The Training Practices Surveys in 1994 and 1997 provide estimates of the type of training employers provided to their employees, and information about factors affecting its provision, in the 12 month period ending February of the year of collection.
Finally, the Surveys of Education and Training in 1989, 1993 and 1997 provide detailed and wide-ranging information about education and training in Australia in the 12 months preceding the surveys. Data from these household-based surveys can be analysed in conjunction with social and demographic data to provide a
comprehensive picture of the education and training experiences of Australians.
The timing of these surveys coincided with the introduction, operation and removal of the Training Guarantee. The Training Guarantee legislation came into effect in July 1990, was suspended in 1994 and abolished in July 1996. The legislation required employers above a specified payroll threshold to spend a minimum percentage of their payroll on eligible training. Minimum expenditure was set initially at 1% and generally applied to organisations with 10 or more employees (or equivalent payroll size).
Information collected from these training surveys conducted by the ABS has been drawn together to compare the cost and significance of structured training for the employer.
EXPENDITURE BY EMPLOYERS OF TRAINING
The Training Expenditure Survey showed that during the September quarter 1996, Australian employers spent a total of $1,179 million on structured training for their employees. Expenditure for the corresponding period in 1993 was $1,103 million. While there was a small increase in total current price expenditure between the two periods, structured training expenditure expressed as a proportion of gross wages and salaries (which provides an indicator of the changing emphasis placed on training over time) declined by 11.2%.
1. MEASURES OF STRUCTURED TRAINING EXPENDITURE
In the September quarter 1996, 18% of employers provided structured training compared to 23% in 1993. However, those who did provide structured training in 1996 employed 69% of all wage and salary earners (80% in 1993). The average expenditure on structured training per employee was not significantly different in
1996 ($185) compared to 1993 ($191). However, for those employers providing structured training, the average expenditure per employee was significantly higher in 1996 than in 1993 ($268 and $238, respectively).
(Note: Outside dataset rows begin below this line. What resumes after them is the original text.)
PR #1084, opened 2025-05-31
fix: devKeys support in flutter by conditionally including credentials

ChiragAgg5k:
## What does this PR do?

Fixes devKeys support in flutter.

When devKeys is set, we treat the authentication method as "keys" based, and thus we should not include "credentials: include". This change was also implemented in web and react native, was left in flutter.

the following error is thrown otherwise:
image

yes.


stnguyen90 (approved):
Looks good. To make it better, can you add more context about why this is needed in the PR description?

ChiragAgg5k:
@stnguyen90 done

PR #1095, opened 2025-06-23
fix: add unsupported attribute error

ChiragAgg5k:
## What does this PR do?

1. fix unsupported attribute error.
2. fix duplication of error messages:
	Screenshot 2025-06-23 at 8 35 37 AM
3. fix strict comparision of floating points: `min changed from -1.7976931348623157e+308 to -1.7976931348623157e+308`

## Test Plan
1. Screenshot 2025-06-23 at 9 11 44 AM
---

2. Screenshot 2025-06-23 at 9 12 04 AM

yes.

### DIFF
--- a/templates/cli/lib/commands/init.js.twig
+++ b/templates/cli/lib/commands/init.js.twig
@@ -94,6 +94,11 @@ const initProject = async ({ organizationId, projectId, projectName } = {}) => {
         }
     }
 
+    if (answers.region) {
+        const endpoint = `https://${answers.region}.cloud.appwrite.io/v1`;
+        localConfig.setEndpoint(endpoint);
+    }
+
     if (answers.start === 'new') {
         response = await projectsCreate({
             projectId: answers.id,
--- a/templates/cli/lib/commands/init.js.twig
+++ b/templates/cli/lib/commands/init.js.twig
@@ -95,8 +95,10 @@ const initProject = async ({ organizationId, projectId, projectName } = {}) => {
         }
     }
 
+    localConfig.clear(); // Clear the config to avoid any conflicts
+    const url = new URL("{{ spec.endpoint }}");
+    
     if (answers.start === 'new') {
-        localConfig.clear();
         response = await projectsCreate({
             projectId: answers.id,
             name: answers.project,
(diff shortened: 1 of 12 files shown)


templates/cli/lib/commands/push.js.twig
```diff
@@ -752,17 +783,17 @@ const checkAttributeChanges = (remote, local, collection, recraeting = true) =>
         }
 
         if (changeableKeys.includes(key)) {
-            if (!recraeting) {
-                reason += compareAttribute(remote[key], local[key], reason, key)
+            if (!recreating) {
+                reason = compareAttribute(remote[key], local[key], reason, key)
```
stnguyen90, line 787: don't we want to concat so we keep all the reasons?

templates/cli/lib/utils.js.twig
```diff
@@ -274,10 +274,17 @@ function getUsersPath(action, ids) {
     return path;
 }
 
+function isCloud() {
+    const endpoint = globalConfig.getEndpoint() || "https://cloud.appwrite.io/v1";
```
stnguyen90: we typically try not to use `appwrite.io` in this repo because we don't necessarily want to couple it with appwrite.  Can we use [spec.endpoint](https://github.com/appwrite/appwrite/blob/e56c03a007ba65345b73892f90b0a968cd58a595/src/Appwrite/Platform/Tasks/Specs.php#L304) like we do here?

https://github.com/appwrite/sdk-generator/blob/93ffb24b25b376ca4423e3a5caf6f916673af4b2/templates/web/src/client.ts.twig#L304

templates/cli/lib/commands/init.js.twig
```diff
@@ -95,6 +96,7 @@ const initProject = async ({ organizationId, projectId, projectName } = {}) => {
     }
 
     if (answers.start === 'new') {
+        localConfig.clear();
```
stnguyen90: why do we need this?

Also, if we do this, should we do it for existing project too?

ChiragAgg5k: I saw when when you are overriding a project, the previous config is not cleared so it leads to a mismatch...

and yeah we should probably do it for existing project too.

templates/cli/lib/commands/push.js.twig
ChiragAgg5k: we are already concatenating the reasons here - https://github.com/appwrite/sdk-generator/blob/a6bcc45a90bbd8105692d14673c724c5cda6d081/templates/cli/lib/commands/push.js.twig#L750-L754

concatenating here as well leads to double concat, as shown in the pr screenshot

christyjacob4 (approved):

PR #1096, opened 2025-06-24
add deprecation handling in templates

ChiragAgg5k:
## What does this PR do?

adds warnings and appropriate docs to deprecated methods.

## Related PRs and Issues

- https://github.com/appwrite/appwrite/pull/10047

yes.


templates/android/library/src/main/java/io/package/services/Service.kt.twig
```diff
@@ -38,6 +38,19 @@ class {{ service.name | caseUcfirst }}(client: Client) : Service(client) {
      * @return [{{ method | returnType(spec, sdk.namespace | caseDot) | raw }}]
     {%~ endif %}
      */
+    {%~ if method.deprecated %}
+    {%~ if method.since and method.replaceWith %}
+    @Deprecated(
+        message = "This API is deprecated since {{ method.since }} and uses outdated terminologies. Please use `{{ method.replaceWith | capitalizeFirst }}` instead.",
```
ItzNotABug: Not necessary that every deprecation would be due to outdated terminology. We can use a generic message. Use the sdk label if needed so every method/endpoint has a specific message.

ItzNotABug: Goes for all other templates as well.

templates/cli/lib/commands/command.js.twig
```diff
@@ -59,7 +59,7 @@ const {{ service.name | caseLower }} = new Command("{{ service.name | caseLower
 /**
  * @param {{ "{" }}{{ service.name | caseUcfirst }}{{ method.name | caseUcfirst }}RequestParams{{ "}" }} params
  */
-{%~ block decleration -%}
+{% block decleration %}
```
ItzNotABug: nitpick: has this always been `decleration`? or is it supposed to be `declaration`?

ItzNotABug (changes requested):

templates/cli/lib/commands/command.js.twig
ChiragAgg5k: fixed

src/SDK/SDK.php
```diff
@@ -207,6 +207,22 @@ public function __construct(Language $language, Spec $spec)
             }
             return $value;
         }));
+        $this->twig->addFilter(new TwigFilter('capitalizeFirst', function ($value) {
+            return ucfirst($value);
+        }));
```
abnegate, line 212: This filter already exists, `caseUcfirst`

templates/android/library/src/main/java/io/package/services/Service.kt.twig
abnegate: @ChiragAgg5k Agree, let's remove ` and uses outdated terminologies`

src/SDK/SDK.php
ChiragAgg5k: that removes stuff like `.` from the word

ChiragAgg5k: Screenshot 2025-07-22 at 3 58 37 PM

it made `Tables.listRows` just `TablesListRows` since it also converts to camel

abnegate: Got it :+1: let's rename it to be more clear later

abnegate (approved):

PR #1109, opened 2025-07-16
fix: CLI env variables not pushing

ChiragAgg5k:
## What does this PR do?

1. use `parse` function from dotenv package to get the environment variables
2. add `--with-variables` option to sites command as well
3. verify that when `--with-variables` option is not passed, a function / site deployment uses the old variables already defined, and not overwrite it with blank values

yes.

### DIFF
--- a/templates/cli/lib/commands/push.js.twig
+++ b/templates/cli/lib/commands/push.js.twig
@@ -152,68 +152,6 @@ const awaitPools = {
             iteration + 1
         );
     },
-    wipeFunctionVariables: async (functionId, iteration = 1) => {
-        if (iteration > pollMaxDebounces) {
-            return false;
-        }
-
-        const { total } = await functionsListVariables({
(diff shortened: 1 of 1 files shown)


templates/cli/lib/commands/push.js.twig
```diff
@@ -1213,16 +1246,49 @@ const pushSite = async({ siteId, async, code } = { returnOnZero: false }) => {
...
+
+            await Promise.all(variables.map(async variable => {
+                await sitesDeleteVariable({
+                    siteId: site['$id'],
+                    variableId: variable['$id'],
+                    parseOutput: false
+                });
+            }));
+
+            let result = await awaitPools.wipeSiteVariables(site['$id']);
```
Meldiron: Lets see if we can remove the pooling here, and inf unctions

Meldiron (approved):

PR #1112, opened 2025-07-20
fix: type generation templates to include relative path and strict flag

ChiragAgg5k:
## What does this PR do?

* Type Generation fixes:
	* Fix comments to display user-relative paths instead of absolute paths
	* Fix generation of types of relationships by using relatedCollection's name instead of `$id`
	* Add `--strict` flag to comments when types are generated in strict mode

## Related Issues

- https://github.com/appwrite/sdk-for-cli/issues/182

yes.


templates/cli/lib/commands/types.js.twig
```diff
@@ -117,8 +117,9 @@ const typesCommand = actionRunner(async (rawOutputDirectory, {language, strict})
     const content = templater({
       collections,
       strict,
+      path: rawOutputDirectory ?? '',
       ...templateHelpers,
-      getType: meta.getType
+      getType: meta.getType,
```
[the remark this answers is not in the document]
ChiragAgg5k: it is consistent now

templates/cli/lib/commands/types.js.twig
```diff
@@ -59,19 +59,23 @@ const typesLanguageOption = new Option(
...
 
 const typesStrictOption = new Option(
-  "-s, --strict",
-  "Enable strict mode to automatically convert field names to follow language conventions"
+  "-s, --strict <value>",
+  "Disable strict mode to not automatically convert field names to follow language conventions"
 )
-  .default(false);
+  .choices(["true", "false"])
+  .default("true");
```
Meldiron: I dont think this is common pattern. When true is default, and option for false is given, it's usually `no-X`, like `no-cache`, `no-cache-filter`, or from kubernetes, `no-headers`, `no-wait`, `no-verbose`.

templates/cli/lib/commands/types.js.twig
```diff
@@ -59,19 +59,23 @@ const typesLanguageOption = new Option(
...
   if (language === "auto") {
     language = detectLanguage();
     log(`Detected language: ${language}`);
   }
 
+  strict = strict === "true" || strict === true;
   if (strict) {
     log(`Strict mode enabled: Field names will be converted to follow ${language} conventions`);
+  } else {
+    warn(`Strict mode disabled: Field names will not be converted to follow ${language} conventions`);
```
Meldiron: Hmm also, how does strict even work? If in my collection attribute is `game_id`, and I do `-l ts --strict`, it becomes `gameId` in type, right?

But do we generate functions to translate it? If I do `.listDocuments<Article>()`, and `Article` has `gameId`, how would it know to have value from `game_id` from the response? Also, how would that work with `Query.select()`?

Meldiron: Also, is there some better word for this than "strict"?
Strict type generation suggest to me there is loose type generation as opposide, and for that, I would probably imagine something like NoSQL - when my types are included, but wildcard is allowed.
Which is not the case.

It might be better to allow `--casing="camelCase` `--casing="snake_case"` instead, no matter the language. And for automatic, `--casing="auto"` or `--casing="automatic"`.

OR it could also be `--casing-camel` and `--casing-snake` and `--casing-auto`.
I would look into what others do.

templates/cli/lib/type-generation/languages/dart.js.twig
```diff
@@ -78,19 +79,15 @@ class Dart extends LanguageMeta {
...
     return `<% for (const attribute of collection.attributes) { -%>
 <% if (attribute.type === 'relationship') { -%>
-import '<%- toSnakeCase(attribute.relatedCollection) %>.dart';
+import '<%- toSnakeCase(collections.find(c => c.$id === attribute.relatedCollection).name) %>.dart';
 
 <% } -%>
 <% } -%>
 /// This file is auto-generated by the Appwrite CLI. 
-/// You can regenerate it by running \`appwrite types -l dart ${this.getCurrentDirectory()}\`.
+/// You can regenerate it by running \`appwrite types -l dart <%- strict ? '' : '--strict false ' %><%- path %>\`.
```
Meldiron: It might be better to try and get raw command they ran 🤔 Would that be possible? Just `appwrite ${...rawParms.join(' ')}`, something like that

templates/cli/lib/commands/types.js.twig
ChiragAgg5k: the problem is we already released `strict`... i did not want to remove it and introduce a `no-strict` option 🤔

templates/cli/lib/commands/types.js.twig
ChiragAgg5k: Jake told me today that some languages like ruby, swift etc. do offer mapping of response. so we can in future do the conversion.

but in languages like typescript, that isnt really possible, and user will have to do manual work to make sure typing is mapped correctly

templates/cli/lib/type-generation/languages/dart.js.twig
ChiragAgg5k: i dont think so... 👀

Meldiron: Should be `process.argv`, lets give it 1 try. either it works like a charm, or totally out of expectations.

ChiragAgg5k: that did not work as expected 😅
Screenshot 2025-07-22 at 11 40 47 AM

ChiragAgg5k: donee!

templates/cli/lib/type-generation/languages/typescript.js.twig
```diff
@@ -29,7 +29,8 @@ class TypeScript extends LanguageMeta {
         type = "boolean";
         break;
       case AttributeType.RELATIONSHIP:
-        type = LanguageMeta.toPascalCase(attribute.relatedCollection);
+        const relatedCollection = collections.find(c => c.$id === attribute.relatedCollection);
```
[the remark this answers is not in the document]
ChiragAgg5k: api will throw the error

PR #1116, opened 2025-07-21
fix: update localConfig from appwrite.json to appwrite.config.json

ChiragAgg5k:
## What does this PR do?

since frameworks like vite allow direct import of json files, `appwrite.json` can be confused with the `appwrite` package import. this PR shifts default config to be `appwrite.config.json` while keeping backwards compatibility with appwrite.json

## Related PRs and Issues

- https://github.com/appwrite/sdk-for-cli/issues/172

yes.

### DIFF
--- a/templates/cli/lib/config.js.twig
+++ b/templates/cli/lib/config.js.twig
@@ -125,27 +125,39 @@ class Config {
 }
 
 class Local extends Config {
-    static CONFIG_FILE_PATH = "{{ spec.title|caseLower }}.json";
+    static CONFIG_FILE_PATH = "{{ spec.title|caseLower }}.config.json";
+    static CONFIG_FILE_PATH_LEGACY = "{{ spec.title|caseLower }}.json";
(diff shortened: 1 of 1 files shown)


templates/cli/lib/config.js.twig
```diff
@@ -125,27 +125,39 @@ class Config {
 }
 
 class Local extends Config {
-    static CONFIG_FILE_PATH = "{{ spec.title|caseLower }}.json";
+    static CONFIG_FILE_PATH = "{{ spec.title|caseLower }}.config.json";
+    static CONFIG_FILE_PATH_LEGACY = "{{ spec.title|caseLower }}.json";
```
Meldiron, line 129: As per torsten suggestion, it might be better to use library for this: https://github.com/unjs/c12

that will aslo support .js out of the box, which would be great addition for those wanting a bit of complexity.

I would never try to load such JS/TS configs on my own, trusting lib with 10M monthly downloads is better

PR #1119, opened 2025-07-23
fix: example sdks to use correct platform

ChiragAgg5k:
## What does this PR do?

use 1.7.x for now and use correct platforms.

yes.


example.php
```diff
@@ -53,7 +51,7 @@ function getSSLPage($url) {
     $php
         ->setComposerVendor('appwrite')
         ->setComposerPackage('appwrite');
-    $sdk  = new SDK($php, new Swagger2($spec));
+    $sdk  = new SDK($php, new Swagger2($serverSpec));
```
abnegate: We should not pin languages to specific platforms, the generator is agnostic. PHP being a server-side SDK is an Appwrite specific concept

abnegate (approved):

PR #1147, opened 2025-08-10
fix(dart/templates): tolerant int deserialization in models; make \$s…

sadji-zigadi:
## What does this PR do?
- Fixes Dart model deserialization for integer fields.
- For Dart templates, parses ints as `(map['$field'] as num?)?.toInt()` instead of assigning raw values.
- Special-cases `"$sequence"` to be nullable in generated models to tolerate missing values.

Why:
- Some servers return `"$sequence"` as a string or omit it. Previous code caused `String → int` and `Null → int` runtime errors in generated SDKs.

## Test Plan
- Regenerated the Dart/Flutter SDK from this template.
- Verified generated `Document.fromMap` contains:
  - `$sequence: (map['\$sequence'] as num?)?.toInt(),` (nullable)
  - Other required ints use `?? 0` default when applicable.
- Ran:
  - `dart format .`
  - `dart analyze`
  - `flutter test` on generated SDK
- Manual check: Created documents and listed documents with/without `"$sequence"` and with `"$sequence": "3"`; confirmed no crashes and correct values.

## Related PRs and Issues
- appwrite/sdk-for-flutter#261
- appwrite/appwrite#10253

### Have you read the Contributing Guidelines on issues?
Yes.

### DIFF
--- a/templates/dart/lib/src/models/model.dart.twig
+++ b/templates/dart/lib/src/models/model.dart.twig
@@ -5,7 +5,7 @@ part of '../../models.dart';
 class {{ definition.name | caseUcfirst | overrideIdentifier }} implements Model {
 {% for property in definition.properties %}
     /// {{ property.description }}
-    final {% if not property.required %}{{_self.sub_schema(property)}}? {{ property.name | escapeKeyword }}{% else %}{{_self.sub_schema(property)}} {{ property.name | escapeKeyword }}{% endif %};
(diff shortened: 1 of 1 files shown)


istornz:
IMO it's a migration issue which do not create the required/mandatory new `$sequence` field for existing documents in DB.
In my case I migrated from `1.6.2` to latest `1.7.4`, running migration with no issue.

What did you think @stnguyen90 ?

PR #1210, opened 2025-10-04
  fix: 🐛 Handle null values for integer properties in Dart models

### LINKED ISSUE #1150: 🐛 Bug Report: Appwrite Flutter SDK TypeError: null: type 'Null' is not a subtype of type 'int' in 17.1.0
### 👟 Reproduction steps

I just updated my Flutter app to appwrite 17.1.0 and when I startet it a fetching function caused a TypeError: null: type 'Null' is not a subtype of type 'int'.
After some investigation I couldn't not find an issue in my code. The documents it is fetching don't even have int attributes.
I downgraded back to appwrite 17.0.1 and everything works again.

The affected function just calls `Appwrite().databases.listDocuments(...` and maps the results. But like I said, the objects don't have int attributes.

### 👍 Expected behavior

It should fetch my documents and map the attributes like in appwrite 17.0.1

### 👎 Actual Behavior

Error TypeError: null: type 'Null' is not a subtype of type 'int' being thrown.

### 🎲 Appwrite version

Different version (specify in environment)

### 💻 Operating system

MacOS

### 🧱 Your Environment

I selfhost Appwrite. Currently using 1.6.2. The Flutter app targets web.

### 👀 Have you spent some time to check if this issue has been raised before?

- [x] I checked and didn't find similar issue

### 🏢 Have you read the Code of Conduct?

- [x] I have read the [Code of Conduct](https://github.com/appwrite/appwrite/blob/HEAD/CODE_OF_CONDUCT.md)

iamngoni:
## What does this PR do?

fix: 🐛 Handle null values for integer properties in Dart models
---
Fixes #1150 - Type 'Null' is not a subtype of type 'int'  by adding explicit type casting for integer properties to properly handle null values for optional & required fields.

## Test Plan

[x] Ran both Dart & Flutter tests (both passed)

## Related PRs and Issues

https://github.com/appwrite/sdk-generator/issues/1150

Yes

### DIFF
--- a/templates/dart/lib/src/models/model.dart.twig
+++ b/templates/dart/lib/src/models/model.dart.twig
@@ -44,6 +44,9 @@ class {{ definition.name | caseUcfirst | overrideIdentifier }} implements Model 
                     List.from(map['{{property.name | escapeDollarSign }}'] ?? [])
                 {%- else -%}
                     map['{{property.name | escapeDollarSign }}']
+                    {%- if property.type == "integer" -%}
+                        {%- if not property.required %}?{% endif %}.toInt()
+                    {%- endif -%}
                     {%- if property.type == "number" -%}
                         {%- if not property.required %}?{% endif %}.toDouble()
                     {%- endif -%}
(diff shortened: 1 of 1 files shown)


ChiragAgg5k:
@iamngoni this issue as well seems to be related to $sequence, can you please verify its an actual issue now? we have reports that the issue has been fixed already since it was a server side change

iamngoni:
Hi @ChiragAgg5k, 

You're right that this is related to $sequence. However, I believe this PR is still valuable as a defensive measure because:
1. The server-side fix only helps users on latest Appwrite instances
2. Users on older self-hosted versions still experience this issue
3. This SDK-side fix would handle null values gracefully for all integer properties

PR #1431, opened 2026-04-08
Ship native CLI binaries via Homebrew and automate formula publishing

ChiragAgg5k:
## Summary
- install platform-specific native CLI binaries via the generated Homebrew formula instead of `npm install`
- keep `--HEAD` installs building from source and tighten Homebrew install detection in `appwrite update`
- replace `sha256 :no_check` with per-platform checksum fields and automate formula version/checksum updates during CLI release publishing

## Why
The CLI already ships native binaries, but Homebrew was still installing the Node/shebang entrypoint. Moving Homebrew to native binaries is the right packaging model, but it also requires the formula to contain real per-asset SHA256 values. This PR updates the generated formula and teaches the publish workflow to write the final release tag and checksums back into the formula after the binaries are uploaded.

## Impact
- `brew install appwrite` installs the native binary for the current macOS or Linux target
- `brew install --HEAD appwrite` still builds a native binary from source with Bun
- published formulas contain real platform-specific SHA256 values instead of skipping integrity checks
- `appwrite update` only treats actual Homebrew-managed paths as Homebrew installs

## Validation
- `php example.php cli console`
- `composer lint-twig`
- `php -l example.php`
- `php -l src/SDK/Language/CLI.php`
- `ruby -c examples/cli/Formula/appwrite.rb`
- `ruby -e 'require "yaml"; YAML.load_file("examples/cli/.github/workflows/publish.yml"); puts "yaml ok"'`
- `cd examples/cli && npm ci && npm run build`
- `cd examples/cli && node dist/cli.cjs --help`
- `cd examples/cli && node dist/cli.cjs update --manual`
- `cd examples/cli && bun run mac-arm64`

### DIFF
--- a/src/SDK/Language/CLI.php
+++ b/src/SDK/Language/CLI.php
@@ -155,6 +155,9 @@ class CLI extends Node
     }
 
     /**
+     * Override a generated Homebrew formula checksum placeholder when a release
+     * build already knows the target binary SHA256.
+     *
      * @param string $key
      * @param string $sha256
      * @return $this
--- a/src/SDK/Language/CLI.php
+++ b/src/SDK/Language/CLI.php
@@ -70,6 +70,10 @@ class CLI extends Node
         'executableName' => 'executable',
         'logo' => '',
         'logoUnescaped' => '',
+        'homebrewMacArm64Sha256' => '0000000000000000000000000000000000000000000000000000000000000000',
+        'homebrewMacX64Sha256' => '0000000000000000000000000000000000000000000000000000000000000000',
+        'homebrewLinuxArm64Sha256' => '0000000000000000000000000000000000000000000000000000000000000000',
+        'homebrewLinuxX64Sha256' => '0000000000000000000000000000000000000000000000000000000000000000',
     ];
 
     /**
@@ -146,6 +150,18 @@ class CLI extends Node
     public function setLogoUnescaped(string $logo): self
     {
         $this->setParam('logoUnescaped', $logo);
+
+        return $this;
+    }
+
+    /**
+     * @param string $key
+     * @param string $sha256
+     * @return $this
+     */
+    public function setHomebrewSha256(string $key, string $sha256): self
+    {
+        $this->setParam($key, $sha256);
 
         return $this;
     }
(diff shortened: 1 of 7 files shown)


templates/cli/.github/workflows/publish.yml
```diff
@@ -66,3 +68,81 @@ jobs:
...
+                  rf'({re.escape(artifact)}"\n\s+sha256 ")([0-9a-f]{{64}})(")'
+              )
+              text, count = pattern.subn(rf'\g<1>{checksum}\g<3>', text, count=1)
+              if count != 1:
+                  raise SystemExit(f"Failed to update checksum for {artifact}")
+
+          formula_path.write_text(text)
+          PY
+
+          ruby -c "$FORMULA_PATH"
```
abnegate, line 127: If we need ruby anyway, better to write the inline script with that instead of pulling in python too

templates/cli/Formula/formula.rb.twig
```diff
@@ -1,19 +1,62 @@
...
   license "{{ sdk.license }}"
-  head "https://github.com/{{ sdk.gitUserName }}/{{ sdk.gitRepoName | caseDash }}.git", branch: "master"
+  version "{{ sdk.version }}"
+
+  def self.binary_arch
+    Hardware::CPU.arm? ? "arm64" : "x64"
+  end
+
+  def self.binary_os
+    OS.mac? ? "darwin" : "linux"
```
abnegate: What about windows?

src/SDK/Language/CLI.php
```diff
@@ -150,6 +154,18 @@ public function setLogoUnescaped(string $logo): self
         return $this;
     }
 
+    /**
+     * @param string $key
+     * @param string $sha256
+     * @return $this
+     */
+    public function setHomebrewSha256(string $key, string $sha256): self
```
abnegate, line 165: How does this work? Don't we need to generate first to build to get the SHA?

templates/cli/Formula/formula.rb.twig
ChiragAgg5k: Handled this explicitly in `4b12fe032`. The Homebrew formula now only maps supported Homebrew targets (`macOS` and `Linux`) and raises on any unsupported OS instead of implicitly falling through to Linux.

src/SDK/Language/CLI.php
ChiragAgg5k: Clarified the flow in `4b12fe032`. The generator keeps placeholder SHA256 values by default, `example.php` only overrides them when env vars are already available, and the generated publish workflow rewrites the formula after the release binaries are built, which is when the real SHAs exist.

templates/cli/.github/workflows/publish.yml
ChiragAgg5k: Updated this in `4b12fe032`. The checksum updater now uses Ruby inline, which keeps the workflow on the tooling it already needs for `ruby -c` instead of pulling in Python as well.

abnegate (approved):

PR #1436, opened 2026-04-11
fix: Flutter Realtime compatibility with Appwrite 1.9

SticksDev:
## What does this PR do?

Fixes Flutter SDK Realtime compatibility with Appwrite 1.9 and improves error diagnostics.

1. **Removed forced `Query.select(["*"])` injection** - The SDK was automatically appending `{"method":"select","values":["*"]}` to every subscription URL when no explicit queries were provided. `select` is not a supported Realtime filter type on Appwrite 1.9, causing the server to immediately close the connection. Now skips query params entirely when none are provided.

2. **Fixed subscriptions map cast crash** - The SDK expected the server's `connected` message to contain `subscriptions` as a `Map<String, dynamic>`. Appwrite 1.9 sends it as an empty `List` (`[]`), causing a hard cast crash. Now guarded with an `is Map` type check.

3. **Added channel-based event routing fallback** - The SDK routes incoming events by matching `subscriptionId` to slot via a map populated from the `connected` message. Since Appwrite 1.9 does not assign subscription IDs, that map is always empty and every event was silently dropped. Added a fallback that routes events by matching the event's `channels` array against each subscription's registered channels.

4. **Added disconnect/error logging** - onDone` now prints the WebSocket close code and reason. `onError` prints the stream error. `handleError` prints the server error frame code and message.

## Test Plan

- Subscribe to a Realtime channel against an Appwrite 1.9 server
- Verify the WebSocket connection is not immediately closed (fix 1)
- Verify no cast exception on the `connected` message (fix 2)
- Verify events are received by the subscription callback (fix 3)
- Disconnect the server or trigger an error and verify diagnostic output appears in debug console (fix 4)

## Related PRs and Issues

- Related to Appwrite 1.9 Realtime compatibility

Yes

### DIFF
--- a/templates/flutter/lib/src/realtime_mixin.dart.twig
+++ b/templates/flutter/lib/src/realtime_mixin.dart.twig
@@ -100,9 +100,11 @@ mixin RealtimeMixin {
             
             // Store subscription ID mappings from backend
             // Format: { "0": "sub_a1f9", "1": "sub_b83c", ... }
+            // Appwrite 1.9 sends subscriptions as an empty List instead of a Map,
+            // so guard with a type check to avoid a cast crash.
             _slotToSubscriptionId.clear();
             _subscriptionIdToSlot.clear();
-            if (data.data['subscriptions'] != null) {
+            if (data.data['subscriptions'] is Map) {
               final subscriptions = data.data['subscriptions'] as Map<String, dynamic>;
               subscriptions.forEach((slotStr, subscriptionId) {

The cost of training can also be measured in terms of the time that employees spend away from their normal duties in undertaking structured training. In the September quarter 1996, over all employees, the average training time per employee was 4.9 hours, down from 5.6 hours in 1993.
STRUCTURED TRAINING BY INDUSTRY
In the September quarter 1996, expenditure on structured training as a proportion of gross wages and salaries was highest in the Mining industry (5.8%) and lowest in the Accommodation, cafes and restaurants and Construction industries (1.3%). The average across all industries was 2.5%.
2. EXPENDITURE ON STRUCTURED TRAINING BY INDUSTRY, September quarter 1996
For most industries reported expenditure on structured training in 1996 was not significantly different to expenditure reported in 1993. Only two industries reported significant differences in training expenditure as a proportion of gross wages and salaries between 1993 and 1996 - expenditure by the Education industry was higher in 1996 compared to 1993 ( 3.0% and 2.5%, respectively) and expenditure by the Communication services industry was lower in 1996 compared to 1993 (3.2% and 5.4%, respectively).
All industries reporting below average levels of expenditure in 1996 had reduced the proportion of gross wages and salaries spent on training since 1993.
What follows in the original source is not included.